(Collected data entries)
==================================================

PR #438, opened 2018-07-23
IP address validation

### LINKED ISSUE #371: consider validating ip4 / ip6 addresses on set

gronke:
fixes #371 

- Uses Python ipaddress module

### DIFF
--- a/iocage/lib/Config/Jail/Properties/Addresses.py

==================================================

▸ **EXERCISE INSTRUCTIONS**
Return every record in full, word for word.

▸ **TASK RESPONSE**
PR #438, opened 2018-07-23
IP address validation

### LINKED ISSUE #371: consider validating ip4 / ip6 addresses on set

gronke:
fixes #371 

- Uses Python ipaddress module

### DIFF
--- a/iocage/lib/Config/Jail/Properties/Addresses.py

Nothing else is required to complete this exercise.